Your instructions => When you answer, restate the entries below without altering anything.

Extracted entries =>
PR #1142, opened 2019-01-28
Clamp utility function

### LINKED ISSUE #926: Eliminate multipile self-written std::clamp
Please, substitute multiple self-defined variants of std::clamp (https://en.cppreference.com/w/cpp/algorithm/clamp). Since it comes from c++17, implement single mfx::clamp version and comment appropriately. Examples:
`_studio/mfx_lib/encode_hw/h265/include/mfx_h265_encode_hw_utils.h:78:template<class T> inline T Clip3(T min, T max, T x) { return Min(Max(min, x), max); }
_studio/mfx_lib/decode/vp8/include/mfx_vp8_dec_decode_vp8_defs.h:155:#define clip(x) MFX_MIN(256, MFX_MAX(x, -256))
_studio/mfx_lib/encode_hw/h264/include/mfx_h264_encode_hw_utils.h:44:#define CLIPVAL(MINVAL, MAXVAL, VAL) (MFX_MAX(MINVAL, MFX_MIN(MAXVAL, VAL)))
_studio/mfx_lib/encode_hw/h265/src/mfx_h265_encode_hw_brc.cpp:30:#define CLIPVAL(MINVAL, MAXVAL, VAL) (MFX_MAX(MINVAL, MFX_MIN(MAXVAL, VAL)))
_studio/mfx_lib/mctf_package/mctf/include/mctf_common.h:130:#define CLIPVAL(VAL, MINVAL, MAXVAL) MAX(MINVAL, MIN(MAXVAL, VAL))
`
Mind the list can be partial. I would also address this before merging fix for #858.

mgonchar:
- Introduce mfx::clamp
- Clean up code from multiple self-written clamps

Fixes #926

### DIFF
--- a/_studio/mfx_lib/vpp/src/mfx_detail_enhancement_vpp.cpp
+++ b/_studio/mfx_lib/vpp/src/mfx_detail_enhancement_vpp.cpp
@@ -29,8 +29,6 @@
 #define ALIGN16(SZ) (((SZ + 15) >> 4) << 4) // round up to a multiple of 16
 #endif
 
-#define VPP_RANGE_CLIP(val, min_val, max_val)  MFX_MAX( MFX_MIN(max_val, val), min_val )
-
 #define VPP_DETAIL_GAIN_MIN      (0)
 #define VPP_DETAIL_GAIN_MAX      (63)
 #define VPP_DETAIL_GAIN_MAX_REAL (63)
@@ -57,7 +55,7 @@ mfxStatus MFXVideoVPPDetailEnhancement::Query( mfxExtBuffer* pHint )
 
     if( pParam->DetailFactor > VPP_DETAIL_GAIN_MAX_USER_LEVEL )
     {
-        VPP_RANGE_CLIP(pParam->DetailFactor, VPP_DETAIL_GAIN_MIN, VPP_DETAIL_GAIN_MAX_USER_LEVEL);
+        pParam->DetailFactor = VPP_DETAIL_GAIN_MAX_USER_LEVEL;
 
         sts = MFX_WRN_INCOMPATIBLE_VIDEO_PARAM;
     }
--- a/_studio/mfx_lib/vpp/src/mfx_vpp_hw.cpp
+++ b/_studio/mfx_lib/vpp/src/mfx_vpp_hw.cpp
@@ -5095,9 +5095,9 @@ mfxU64 make_back_color_yuv(mfxU16 bit_depth, mfxU16 Y, mfxU16 U, mfxU16 V)
 
     return
         ((mfxU64) max_val << 48) |
-        ((mfxU64) VPP_RANGE_CLIP(Y, (16 << shift), (235 << shift))     << 32) |
-        ((mfxU64) VPP_RANGE_CLIP(U, (16 << shift), (240 << shift))     << 16) |
-        ((mfxU64) VPP_RANGE_CLIP(V, (16 << shift), (240 << shift))     <<  0);
+        ((mfxU64) mfx::clamp<mfxI32>(Y, (16 << shift), (235 << shift)) << 32) |
+        ((mfxU64) mfx::clamp<mfxI32>(U, (16 << shift), (240 << shift)) << 16) |
+        ((mfxU64) mfx::clamp<mfxI32>(V, (16 << shift), (240 << shift)) <<  0);
 }
 
 inline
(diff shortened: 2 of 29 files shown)


_studio/shared/include/mfx_utils.h
```diff
@@ -125,6 +127,18 @@ template<class T> inline T AlignValue(T value, mfxU32 alignment)
     return static_cast<T>((value + alignment - 1) & ~(alignment - 1));
 }
 
+namespace mfx
+{
+// TODO: switch to std::clamp when C++17 support will be enabled
+
+// Clip value v to range [lo, hi]
+template<class T>
+const T clamp(const T v, const T lo, const T hi)
```
dmitry-gurulev: Why not `const&` ?

lakulako: Suppose it is not good for rvalues and constants: clamp(x+1, 0, 2)

lakulako: What for const for passes by value parameters?

mgonchar: Rvalue is not a problem, it will move-construct element which would be used as reference. the main reason is that this code always used for built-in types, so no need to introduce additional indirection with references. If there were some nontrivial classes for which we need ```clamp```, the right solution still will be to use SFINAE to redirect calls for built-in types to implementation with current signature

_studio/mfx_lib/vpp/src/mfx_detail_enhancement_vpp.cpp
```diff
@@ -57,7 +55,7 @@ mfxStatus MFXVideoVPPDetailEnhancement::Query( mfxExtBuffer* pHint )
 
     if( pParam->DetailFactor > VPP_DETAIL_GAIN_MAX_USER_LEVEL )
     {
-        VPP_RANGE_CLIP(pParam->DetailFactor, VPP_DETAIL_GAIN_MIN, VPP_DETAIL_GAIN_MAX_USER_LEVEL);
+        pParam->DetailFactor = VPP_DETAIL_GAIN_MAX_USER_LEVEL;
```
lakulako: differs too

_studio/mfx_lib/vpp/src/mfx_vpp_hw.cpp
```diff
@@ -5109,9 +5109,9 @@ mfxU64 make_back_color_argb(mfxU16 bit_depth, mfxU16 R, mfxU16 G, mfxU16 B)
     mfxU64 const max_val = (1 << bit_depth) - 1;
 
     return ((mfxU64) max_val << 48) |
-           ((mfxU64) VPP_RANGE_CLIP(R, 0, max_val) << 32) |
-           ((mfxU64) VPP_RANGE_CLIP(G, 0, max_val) << 16) |
-           ((mfxU64) VPP_RANGE_CLIP(B, 0, max_val) << 0);
+           ((mfxU64) mfx::clamp<mfxU64>(R, 0, max_val) << 32) |
+           ((mfxU64) mfx::clamp<mfxU64>(G, 0, max_val) << 16) |
+           ((mfxU64) mfx::clamp<mfxU64>(B, 0, max_val) << 0);
 }
```
lakulako: No need to cast to mfxU64 in return computations.

_studio/mfx_lib/vpp/src/mfx_detail_enhancement_vpp.cpp
mgonchar: see the condition of above ```if```

_studio/mfx_lib/vpp/src/mfx_vpp_hw.cpp
mgonchar: right

_studio/shared/include/mfx_utils.h
mgonchar: actually, ```const``` can be dropped, yes

dmitry-gurulev: I'd rather use standard signature to avoid surprises when "C++17 support will be enabled"

lakulako: @dmitry-gurulev , agree. Lets follow C++17 prototype.

dvrogozh:
CI don't pass. Please, fix.

_studio/shared/include/mfx_utils.h
eistarov: c++17 version is much better for heavy classes with custom comparing operator.
If we are introducing mfx-global utility function to emulate it, lets be consistent and replicate its behavior properly.
And please add this version, as well:
template<class T, class Compare>
constexpr const T& clamp( const T& v, const T& lo, const T& hi, Compare comp );

mgonchar: ok, let's do it this way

Reply =>
PR #1142, opened 2019-01-28
Clamp utility function

### LINKED ISSUE #926: Eliminate multipile self-written std::clamp
Please, substitute multiple self-defined variants of std::clamp (https://en.cppreference.com/w/cpp/algorithm/clamp). Since it comes from c++17, implement single mfx::clamp version and comment appropriately. Examples:
`_studio/mfx_lib/encode_hw/h265/include/mfx_h265_encode_hw_utils.h:78:template<class T> inline T Clip3(T min, T max, T x) { return Min(Max(min, x), max); }
_studio/mfx_lib/decode/vp8/include/mfx_vp8_dec_decode_vp8_defs.h:155:#define clip(x) MFX_MIN(256, MFX_MAX(x, -256))
_studio/mfx_lib/encode_hw/h264/include/mfx_h264_encode_hw_utils.h:44:#define CLIPVAL(MINVAL, MAXVAL, VAL) (MFX_MAX(MINVAL, MFX_MIN(MAXVAL, VAL)))
_studio/mfx_lib/encode_hw/h265/src/mfx_h265_encode_hw_brc.cpp:30:#define CLIPVAL(MINVAL, MAXVAL, VAL) (MFX_MAX(MINVAL, MFX_MIN(MAXVAL, VAL)))
_studio/mfx_lib/mctf_package/mctf/include/mctf_common.h:130:#define CLIPVAL(VAL, MINVAL, MAXVAL) MAX(MINVAL, MIN(MAXVAL, VAL))
`
Mind the list can be partial. I would also address this before merging fix for #858.

mgonchar:
- Introduce mfx::clamp
- Clean up code from multiple self-written clamps

Fixes #926

### DIFF
--- a/_studio/mfx_lib/vpp/src/mfx_detail_enhancement_vpp.cpp
+++ b/_studio/mfx_lib/vpp/src/mfx_detail_enhancement_vpp.cpp
@@ -29,8 +29,6 @@
 #define ALIGN16(SZ) (((SZ + 15) >> 4) << 4) // round up to a multiple of 16
 #endif
 
-#define VPP_RANGE_CLIP(val, min_val, max_val)  MFX_MAX( MFX_MIN(max_val, val), min_val )
-
 #define VPP_DETAIL_GAIN_MIN      (0)
 #define VPP_DETAIL_GAIN_MAX      (63)
 #define VPP_DETAIL_GAIN_MAX_REAL (63)
@@ -57,7 +55,7 @@ mfxStatus MFXVideoVPPDetailEnhancement::Query( mfxExtBuffer* pHint )
 
     if( pParam->DetailFactor > VPP_DETAIL_GAIN_MAX_USER_LEVEL )
     {
-        VPP_RANGE_CLIP(pParam->DetailFactor, VPP_DETAIL_GAIN_MIN, VPP_DETAIL_GAIN_MAX_USER_LEVEL);
+        pParam->DetailFactor = VPP_DETAIL_GAIN_MAX_USER_LEVEL;
 
         sts = MFX_WRN_INCOMPATIBLE_VIDEO_PARAM;
     }
--- a/_studio/mfx_lib/vpp/src/mfx_vpp_hw.cpp
+++ b/_studio/mfx_lib/vpp/src/mfx_vpp_hw.cpp
@@ -5095,9 +5095,9 @@ mfxU64 make_back_color_yuv(mfxU16 bit_depth, mfxU16 Y, mfxU16 U, mfxU16 V)
 
     return
         ((mfxU64) max_val << 48) |
-        ((mfxU64) VPP_RANGE_CLIP(Y, (16 << shift), (235 << shift))     << 32) |
-        ((mfxU64) VPP_RANGE_CLIP(U, (16 << shift), (240 << shift))     << 16) |
-        ((mfxU64) VPP_RANGE_CLIP(V, (16 << shift), (240 << shift))     <<  0);
+        ((mfxU64) mfx::clamp<mfxI32>(Y, (16 << shift), (235 << shift)) << 32) |
+        ((mfxU64) mfx::clamp<mfxI32>(U, (16 << shift), (240 << shift)) << 16) |
+        ((mfxU64) mfx::clamp<mfxI32>(V, (16 << shift), (240 << shift)) <<  0);
 }
 
 inline
(diff shortened: 2 of 29 files shown)


_studio/shared/include/mfx_utils.h
```diff
@@ -125,6 +127,18 @@ template<class T> inline T AlignValue(T value, mfxU32 alignment)
     return static_cast<T>((value + alignment - 1) & ~(alignment - 1));
 }
 
+namespace mfx
+{
+// TODO: switch to std::clamp when C++17 support will be enabled
+
+// Clip value v to range [lo, hi]
+template<class T>
+const T clamp(const T v, const T lo, const T hi)
```
dmitry-gurulev: Why not `const&` ?

lakulako: Suppose it is not good for rvalues and constants: clamp(x+1, 0, 2)

lakulako: What for const for passes by value parameters?

mgonchar: Rvalue is not a problem, it will move-construct element which would be used as reference. the main reason is that this code always used for built-in types, so no need to introduce additional indirection with references. If there were some nontrivial classes for which we need ```clamp```, the right solution still will be to use SFINAE to redirect calls for built-in types to implementation with current signature

_studio/mfx_lib/vpp/src/mfx_detail_enhancement_vpp.cpp
```diff
@@ -57,7 +55,7 @@ mfxStatus MFXVideoVPPDetailEnhancement::Query( mfxExtBuffer* pHint )
 
     if( pParam->DetailFactor > VPP_DETAIL_GAIN_MAX_USER_LEVEL )
     {
-        VPP_RANGE_CLIP(pParam->DetailFactor, VPP_DETAIL_GAIN_MIN, VPP_DETAIL_GAIN_MAX_USER_LEVEL);
+        pParam->DetailFactor = VPP_DETAIL_GAIN_MAX_USER_LEVEL;
```
lakulako: differs too

_studio/mfx_lib/vpp/src/mfx_vpp_hw.cpp
```diff
@@ -5109,9 +5109,9 @@ mfxU64 make_back_color_argb(mfxU16 bit_depth, mfxU16 R, mfxU16 G, mfxU16 B)
     mfxU64 const max_val = (1 << bit_depth) - 1;
 
     return ((mfxU64) max_val << 48) |
-           ((mfxU64) VPP_RANGE_CLIP(R, 0, max_val) << 32) |
-           ((mfxU64) VPP_RANGE_CLIP(G, 0, max_val) << 16) |
-           ((mfxU64) VPP_RANGE_CLIP(B, 0, max_val) << 0);
+           ((mfxU64) mfx::clamp<mfxU64>(R, 0, max_val) << 32) |
+           ((mfxU64) mfx::clamp<mfxU64>(G, 0, max_val) << 16) |
+           ((mfxU64) mfx::clamp<mfxU64>(B, 0, max_val) << 0);
 }
```
lakulako: No need to cast to mfxU64 in return computations.

_studio/mfx_lib/vpp/src/mfx_detail_enhancement_vpp.cpp
mgonchar: see the condition of above ```if```

_studio/mfx_lib/vpp/src/mfx_vpp_hw.cpp
mgonchar: right

_studio/shared/include/mfx_utils.h
mgonchar: actually, ```const``` can be dropped, yes

dmitry-gurulev: I'd rather use standard signature to avoid surprises when "C++17 support will be enabled"

lakulako: @dmitry-gurulev , agree. Lets follow C++17 prototype.

dvrogozh:
CI don't pass. Please, fix.

_studio/shared/include/mfx_utils.h
eistarov: c++17 version is much better for heavy classes with custom comparing operator.
If we are introducing mfx-global utility function to emulate it, lets be consistent and replicate its behavior properly.
And please add this version, as well:
template<class T, class Compare>
constexpr const T& clamp( const T& v, const T& lo, const T& hi, Compare comp );

mgonchar: ok, let's do it this way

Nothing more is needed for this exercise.